I do have one other thought to share, though. And it’s this: you hear a lot about how influential the production design in Blade Runner was, and that certainly seems true. But within the context of the Alien franchise, most of the attention is paid to H. R. Giger’s creature designs. That seems to me to significantly underestimate the influence that the rest of the film’s designs have had. In particular its portrayal of the marines and their equipment has been embraced/stolen by virtually every science fiction videogame franchise since. Some of this is just pragmatic — it’s easy to make big, boxy vehicles; having an LED ammo counter on a weapon avoids the need for an extra HUD element — but to a large extent these ideas have been taken up because they’re just really good designs.

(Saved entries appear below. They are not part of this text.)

Issue #8361, opened 2026-08-26
Lock screen loses keyboard focus after lid open (resume); requires a mouse click to type


andersmar:
## Description

After the laptop lid is opened (screen was locked at lid close, then the machine suspended), the lock screen's password field does not have keyboard focus. Typing does nothing until the mouse is clicked once inside the lock screen. Moving the mouse without clicking does not restore focus either.

## Steps to reproduce

1. Close the laptop lid (this locks the screen and the machine suspends).
2. Wait, then open the lid.
3. Without touching the mouse, try typing the password — nothing appears in the field.
4. Click anywhere on the lock screen, then type — now it works.

## Expected behavior

The password field should already have keyboard focus (or regain it automatically on wake) after opening the lid, without requiring a mouse click.

## Root cause (found while investigating)

In `/usr/share/omarchy/shell/plugins/lock/LockView.qml`, keyboard focus on `passwordInput` is only requested in two places:

- `Component.onCompleted` — fires once, when the lock QML item is first created (at lid-close time, before suspend).
- `MouseArea.onClicked` — explicitly calls `root.forcePasswordFocus()`.

`MouseArea.onPositionChanged` (mouse move) and `Keys.onPressed` only emit `wakeRequested()`, which in `Service.qml`'s `runWake()` just runs `omarchy-system-wake` (turns the display back on) — it never calls `forcePasswordFocus()`. Hyprland appears to drop keyboard focus on the lock's layer-shell surface across the suspend/resume cycle, and nothing re-requests it afterward except an explicit click.

## Workaround

Cloned the plugin (`omarchy plugin clone omarchy.lock`) and added a `root.forcePasswordFocus()` call to `MouseArea.onPositionChanged` alongside the existing `onClicked` handler, so any mouse movement after wake also re-asserts focus. Confirms the diagnosis — with that change, moving the mouse (no click needed) restores typing.

## System

- Omarchy: 4.0.1-1
- Kernel: 7.1.9-arch1-2
- CPU: Intel(R) Core(TM) Ultra 9 185H
- GPU: Intel Meteor Lake-P (Arc Graphics) + NVIDIA GeForce RTX 4060 Max-Q (hybrid graphics)
- Machine: Lenovo 83DN
- `omarchy debug --no-sudo --print` is not a recognized command in this version (`omarchy commands --all` has no `debug` entry), so no diagnostic log is attached.

gitdayn:
[...]

Issue #8628, opened 2026-08-27
Lock screen: password field loses focus after display wake, recoverable only with a mouse


Rodolife:
## Summary

After the lock screen blanks the display, waking it does not restore focus to
the password field. Keystrokes go nowhere. The only way to recover is to click
with a mouse or tap the touchpad, which defeats keyboard-only operation.

## System details

- Omarchy: 4.0.1-1
- Hyprland: 0.56.2 (commit efb5099)
- quickshell: 0.3.1-1
- CPU: Intel Core i9-9980HK
- GPU: Intel UHD Graphics 630 + NVIDIA RTX 2080 Mobile
- Single internal display (laptop)

## Steps to reproduce

1. Leave the machine idle until it locks (`idle.lock` in `shell.json`), or run
   `omarchy system lock`.
2. Wait ~5s more for `idleBlankTimer` to blank the display.
3. Wake the machine by pressing a key.
4. Type your password.

**Expected:** characters appear in the password field.

**Actual:** nothing happens. The field is visibly unfocused. Only a mouse click
or touchpad tap restores focus, after which typing works normally.

## Root cause

In `shell/plugins/lock/LockView.qml`, focus is asserted in exactly two places:

```qml
onInputEnabledChanged: {
  if (inputEnabled) Qt.callLater(forcePasswordFocus)
}
Component.onCompleted: {
  syncPasswordText()
  if (inputEnabled) Qt.callLater(forcePasswordFocus)
}
```

`inputEnabled` is bound to `root.lockRequested` (`Service.qml`, in the
`WlSessionLockSurface`). That flips true once when the session locks and then
stays true for the whole lock, so `onInputEnabledChanged` never fires again.
`Component.onCompleted` likewise runs only once.

Meanwhile `idleBlankTimer` calls `runBlank()` ~5s after locking. When the
display comes back, neither trigger re-fires, so nothing re-asserts focus.

The only remaining path is the mouse:

```qml
MouseArea {
  anchors.fill: parent
  hoverEnabled: true
  onClicked: { root.wakeRequested(); root.forcePasswordFocus() }
  onPositionChanged: root.wakeRequested()
}
```

Note `onClicked` is the sole caller of `forcePasswordFocus` after lock time.

This is self-reinforcing: `TextInput` has a `Keys.onPressed` handler that calls
`root.wakeRequested()`, but an unfocused `TextInput` never receives key events,
so the keyboard can never recover focus on its own.

## Suggested fix

[...]

PR #8930, opened 2026-08-29
Harden lock lifecycle, recovery, and keyboard wake

AFOliveira:
Preserve a live session-lock owner through plugin reload, disable/removal and service synchronization, and recover password focus after mapping or keyboard wake. This addresses the lock lifecycle and input paths behind #6888, #7106, #6858, #7467 and #8628; hardware-specific outcomes still need validation.

The integration keeps authentication services in the current private store and exposes only ownership booleans to lifecycle code. It preserves an owning locker, defers reload until unlock, retains bounded focus retries and serialized blank/wake behavior, and bounds restart shutdown with one monotonic deadline. Restart requires confirmed absence before launching a replacement and retains #9469's notification readiness check.

Installed VM testing caught and fixed an additional ordinary-restart regression: Quickshell returns `No running instances.` with status zero even in JSON mode. The dispatcher now recognizes only that exact successful result under a fixed locale; malformed output and query failures remain errors.

**Integrate after #9469.** This branch includes current Quattro and that prerequisite through an ordinary merge. It consolidates relevant work from #7169, #7572, #7471 and #7592 while retaining their authors as co-authors. The narrower focus-only #8869 overlaps and must be reconciled before applying both.

At final `4aea51f2ddf3bef230626cf23d182a38f2284d5d`, independent Daybreak review found no remaining code blocker. Focused lock, reload, private-auth, restart, sleep, video and update regression suites plus 112 CLI checks passed. Actual candidate `/usr/bin` commands and QML in a disposable 4.0.2 VM passed normal restart with one replacement process, secure lock acquisition, rescan preserving its owner, refusal to restart an owned lock, and keyboard password unlock. Inspected screenshots and a short transition recording support the visual/focus smoke. Guest files were restored afterward.

Keep draft for affected-hardware validation: ASUS TUF keyboard wake, Strix Halo/multiple displays, physical DPMS, suspend/resume, hotplug, fingerprint and crash-recovery paths were not established on this final revision. Source tests and a single virtual display cannot establish those outcomes.


azure-eller:
**Reproduces here; the PR applies cleanly to current `quattro`, breaks nothing in the suite, and closes three more issues than its body lists.**

ASUS TUF Gaming A16 (FA608UP), Omarchy 4.0.1-1, Hyprland 0.56.2-1, Quickshell 0.3.1-1, kernel 7.1.9, single panel on amdgpu. Every lid-open resume leaves the lock screen drawn but keyboard-dead; a click anywhere restores typing.

That symptom localizes it precisely: `LockView.qml:118` `onClicked` calls `forcePasswordFocus()`, `:119` `onPositionChanged` does not — so pointer motion wakes the display but never the keyboard. Not compositor seat focus. It is the one-shot grab this PR replaces: `inputEnabled` (`Service.qml:277`, bound to `lockRequested`) never toggles again for the life of a lock, so nothing re-arms it.

Checked before commenting:

- Both commits cherry-pick onto `quattro` @158e8cfb with no conflicts — the branch is 34 behind, but clean.
- `test/all` on the rebased branch: 212 of 217 files pass. All 5 failures fail identically on plain `quattro` from the same checkout path, so none are from this PR — 4 want a sibling `omarchy-pkgs` checkout, and `windows-vm-mount-boundary-test.sh` cannot run from any checkout under `/home` because it tmpfs-mounts over `/home` in its namespace. All 8 lock tests pass.

**Also closes #8361, #8520, #7811** — worth adding to `Fixes:` so all eight clear on merge.

#8869 is the same bug with a narrower, unbudgeted retry; this supersedes it. Its one good extra, `focus: true` on the `TextInput`, would make a fine follow-up — not worth holding this up for.

cyppe:
Real-world confirmation of the #7106 failure mode this PR targets: two stranded locks in 24 h on 4.0.2-1 (quickshell 0.3.1-1, Hyprland 0.56.2-1, AMD Strix Halo, dual monitor), both caused by a dotfile manager writing a local plugin over SSH while the desktop was idle-locked — full journal excerpts and versions in https://github.com/omacom/omarchy/issues/7106. One detail that supports the "preserve the owning service / defer the reload" approach: the in-process recovery after the reload stalled indefinitely at `lock-pending: screen-stabilizing`, whereas a freshly launched shell process completed the same recovery to `secure=true` in ~6 s. Glad to test this branch's behavior with a plugin write while locked once it lands in a release.

PR #8932, opened 2026-08-29
Tile the Battle.net client instead of floating it

michielvandermeer:
## Summary

- Tile the main Battle.net window like other apps. The previous `float + center + size {1280, 800}` rule, combined with Wine's X11 ConfigureRequest under `GDK_SCALE=2` and `xwayland.force_zero_scaling`, parked the client at `x ~= -2 * monitor width` on 1080p. Launch looked like a brief splash, then nothing.
- Keep **Battle.net Login** and **Battle.net Setup** floating. Tiling those resizes the Qt shell and destroys the CEF login webview (empty logo box).
- Suppress `x11configurerequest` (and `maximize`) so Proton cannot shove the tiled window off-screen or undo the layout.
- Float empty-title XWayland children with `stay_focused` + `min_size` so dropdowns do not vanish, same pattern as Steam.
- `omarchy-launch-battlenet` focuses an already-running window and moves it to the current workspace. A second `umu-run` just logs "another instance is running" and exits.
- Desktop `StartupWMClass` is `steam_app_battlenet`, the class Proton actually uses.

## Reproduction

On Omarchy 4.0.1, 1920x1080, `GDK_SCALE=2`:

1. Install Battle.net from the menu, then launch it from the app launcher.
2. Before: Hyprland listed `steam_app_battlenet` / `Battle.net` as a 1280x800 float at **(-3520, 153)** — one `GDK_SCALE * monitor_width` off the left edge. After: the same window tiles on the current workspace and the CEF UI renders (home, games, friends).
3. Launching again focuses that window instead of spawning a second Proton prefix that immediately exits.

Login and setup stay floating dialogs. Games launched from Battle.net do not match `^Battle\.net$`, so they are unaffected.

## Tests

- `bash test/shell.d/battlenet-test.sh`
- `luac -p default/hypr/apps/battlenet.lua`
- `bash -n bin/omarchy-launch-battlenet`
- Live: tiled next to Steam at 941x1030 with a working CEF home/games view; second launch focused the existing window (`umu-run` count unchanged).

### DIFF
--- a/bin/omarchy-launch-battlenet
+++ b/bin/omarchy-launch-battlenet
@@ -8,6 +8,7 @@ set -e
 
 PREFIX="$HOME/Games/battlenet"
 LAUNCHER="$PREFIX/drive_c/Program Files (x86)/Battle.net/Battle.net Launcher.exe"
+WINDOW_CLASS="steam_app_battlenet"
 
 with_mangohud=0
 for arg in "$@"; do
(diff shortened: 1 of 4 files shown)


feliperezende:
Confirmed this PR covers the "dropdowns vanish" case. Tested live and it fixes the DOB dialog too.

At this point they’ve been reused so often that they more or less form the baseline for any depiction of futuristic infantry.
Now of course both BR and the first Alien movie were directed by Ridley Scott, so it makes no sense to propose an under/overrated auteur dynamic. Aliens was helmed by James Cameron, and as a sequel it’s necessarily more of an evolution of the preceding movie’s aesthetic (which itself was less original than BR) than an original universe. But I’d argue that while BR had an immediate impact on the people making our popular culture, Aliens was quietly internalized by a generation of future game designers who have only recently begun making their presence known as both they, and their chosen medium, have come of age.